The age will vary a bit, but somebody has just been given the ultimatum I was: "Either build a pen or get rid of that dog! I'm tired of all this digging and chewing!"

As lazy as I am, I chose to build a pen. There are many other people who are willing to give up on a dog rather than honoring their  commitment to it. Probably better for the dog that they bail anyway.


----------



## JDARRACOTT (Jul 10, 2011)

I know it's hard but you have to crate them if he is going to a inside dog. Putting them in a room by themself is asking for trouble. I learned that when i lost two sets of turkey fans, feet and beards one of which was a double beard. Or just spend a lot of time at home depot.


----------



## Jim P (Jul 13, 2011)

They don't like to be left alone, I left my young Britt in the house while I went out to get the mail, when I came back inside there was couch guts all over the living room it was my wifes new coach, I told her someone must have broken in the house while I was getting the mail, I don't know if she beleaved me because she didn't talk to me for awhile


----------



## fishfryer (Jul 13, 2011)

shakey gizzard said:


> He musta had a gypsum deficiency.



At least he won't have blossm end rot.


----------



## Sugar Plum (Jul 13, 2011)

Our LBMC did the same thing to our laundry room when we had to keep him inside after a snakebite. We put Frank's Red Hot all over certain spots and it did the trick.

Takes a good bit of spackle, and a few days to dry, but you can fix that right up. 

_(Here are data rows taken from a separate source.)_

PR #641, opened 2019-03-21
FIX Reports linking to pages now use the correct CMS edit link

robbieaverill:
Fixes https://github.com/dnadesign/silverstripe-elemental/issues/629

### DIFF
--- a/src/Models/BaseElement.php
+++ b/src/Models/BaseElement.php
@@ -661,20 +661,17 @@ class BaseElement extends DataObject
             return null;
         }
 
-        $editLinkPrefix = '';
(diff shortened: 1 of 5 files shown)


robbieaverill:
Maybe we should just sent both of those links straight to the page, since inline editing is likely to become the default behaviour going forward

robbieaverill:
Alright I've just updated it so it works

robbieaverill:
Technically it’s a breaking change, but I’m ok with it

ScopeyNZ:
`getEditLink()` probably should be `@internal` anyway 😉

PR #642, opened 2019-03-21
FIX Don't explicitly include Title when namespacing fields

### LINKED ISSUE #632: Can't remove or disable Title field
I want to have a fairly simple Photo block which just allows you to choose an image and set a couple of options. Setting a title on this is redundant and unnecessary work for the user because the title of the selected photo can be used automatically.

But trying to remove the Title throws an error, and disabling it doesn't work either :(

(BTW I'm just trying this module out for the first time - it looks pretty nice overall!)

```php
use SilverStripe\Assets\Image;

class PhotoElement extends BaseElement
{
    private static $has_one = [
        'Photo' => Image::class,
    ];

    {

        // This removes the text field nested within the TextCheckboxGroupField and throws Uncaught Error: Call to a member function getName() on null IN GET /admin/elemental-area/schema/elementForm/1 Line 60 in (...) vendor/dnadesign/silverstripe-elemental/src/Forms/EditFormFactory.php
        $fields->removeByName('Title');
        // This doesn't do anything
        $fields->dataFieldByName('Title')->performReadonlyTransformation();

        // Target the TextCheckboxGroupField combo field (it's name is Title but so is the text field within it)
        $titleComboField = $fields->fieldByName('Title'); // No result - doesn't work
        $titleComboField = $fields->dataFieldByName('Title'); // Wrong - returns the text field nested within the TextCheckboxGroupField
        $titleComboField = $fields->findTab('Root.Main')->Fields()->first(); // This does the trick but it's fragile and could break very easily

        // Try to delete the whole field (doesn't work)
        $fields->remove($titleComboField);

        // Try to make the whole field read only at least (doesn't work)
        $titleComboField->performReadonlyTransformation();

        return $fields;
    }

    public function getTitle()
    {
        return $this->Photo()->getTitle();
    }
}
```

ScopeyNZ:
Currently it's difficult to remove the Title field as it's referred to explicitly in the EditFormFactory during "namespacing". We shouldn't be so presumptuous when it comes to the fields that might make up a custom block.

Resolves #632


robbieaverill:
Won't this mean you end up having Title field conflicts between blocks on a page?

ScopeyNZ:
Looks like behat has indicated that I've broken something. 

> Won't this mean you end up having Title field conflicts between blocks on a page?

I don't think so. The field should be namespaced already because it should be a dataField.

I really don't think we should make assumptions on what fields a block has. It currently just breaks if you remove `Title`.

ScopeyNZ:
Ok Behat is pointing out a valid issue. The `for` attribute in the label for the "Title" field does not refer to the correct ID for the actual "Title" field.

ScopeyNZ:
Updated. The JS field now ensures the field ID matches the for attribute given to the label.

PR #643, opened 2019-03-21
FIX Use KeyboardEvent.key as 'code' is unsupported by React

### LINKED ISSUE #626: Keyboard accessibility on block editing
* Focus on an unexpanded block by tabbing into it. I'd expect the ENTER key to expand the block for editing (if it's inline editable), or to open the detail view if it isn't
 * Continue tabbing into the block. The "settings" icon works as expected, but the "expand" button doesn't. It has no outline indicating focus, and when hitting ENTER it loads the "metadata" tab, not the "content" tab.

dnadesign/silverstripe-elemental                  4.0.x-dev dd8e73b

ScopeyNZ:
See facebook/react#11306 for more detail.

React wraps events in "SyntheticEvent" wrappers. For KeyboardEvent the `code` property is unsupported. This PR converts to using the `key` property instead.

Fixes #626


robbieaverill:
Tested, works nice

PR #647, opened 2019-03-23
Add the Italian language

kenlog:
Hi, I'm Italian mother tongue. I took care of the Italian translation. Very useful module :+1:


ScopeyNZ:
Hi @kenlog and thanks for the contribution. Our translations are automatically generated when we release and they are compiled from transifex. Although I can accept your contribution they will be overwritten next time we release.

We would love help translating though which can be done here:

https://www.transifex.com/silverstripe/silverstripe-elemental/translate/#it

You should be able to sign up with your GitHub and request access to translate.

PR #650, opened 2019-04-01
Save repeated database queries for same ElementalArea (closes #648)

### LINKED ISSUE #648: [Performance] Use DataObject::get_by_id() to fetch elements’ ElementalArea
I’ve noticed that on a page with a lot of elements, there are a number of repeated database queries triggered by `BaseElement::getPage()`. They’re cached against each element, but that still means one call per element when the parent is always going to be the same.

Using the following instead of calling `$this->Parent()` directly saves those repeated lookups (and probably means we could remove `$this->cacheData['page']`):

```php
// Replace...
$area = $this->Parent();

// ...with
$class = DataObject::getSchema()->hasOneComponent($this, 'Parent');
$area = DataObject::get_by_id($class, $this->ParentID);
```

kinglozzer:
I left `$this->cacheData['page']` in there for 2 reasons:

1. Playing it safe for BC - it’s not part of the public API, but it’s possible someone could be relying on it
2. It saves repeated schema lookups (I think they’re cached anyway, but it’s still a few less method calls)

### DIFF
--- a/src/Models/BaseElement.php
+++ b/src/Models/BaseElement.php
@@ -525,8 +525,9 @@ class BaseElement extends DataObject
             return $this->cacheData['page'];
         }
 
-        $area = $this->Parent();
 
+        $class = DataObject::getSchema()->hasOneComponent($this, 'Parent');
+        $area = ($this->ParentID) ? DataObject::get_by_id($class, $this->ParentID) : null;
         if ($area instanceof ElementalArea && $area->exists()) {
             $this->cacheData['page'] = $area->getOwnerPage();
             return $this->cacheData['page'];


robbieaverill:
The behat failures are pre-existing, but perhaps the Postgres test failures are valid =/

ScopeyNZ:
> perhaps the Postgres test failures are valid

I just reran travis on that job in both this PR and `master`. `master` is still green and this PR is still red 😞

kinglozzer:
Gah that sucks. Why on earth would PGSQL have a problem with such a simple query?! 😖

kinglozzer:
Okay I’ve solved it, by checking whether `$this->ParentID` is set before running the query. I have absolutely no idea why PGSQL threw that error instead of just returning no results, but 🤷‍♂️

That's also one of the reasons our dogs live in the yard.


----------



## remington1 (Jul 13, 2011)

you gota luv them labs


----------



## GrlsHnt2 (Jul 27, 2011)

That dog doesn't look guilty at all!!! My schnauzer did that too. Twice! My mom was babysitting one day and trying to cook. He kept getting under her feet so she put him in the breakfast room and put the gate up. I got home from work and there he sat, eating a hole in my wall


----------



## king killer delete (Jul 29, 2011)

*Thank you*



luke0927 said:


> the dog should be kenneled...when you are not around he was board and looking for something to do.  Dogs need to be kenneled for their safety and your sanity when you are home and able to give the dog the attention it needs and you can watch the pup you should let it run around.


x2x2


----------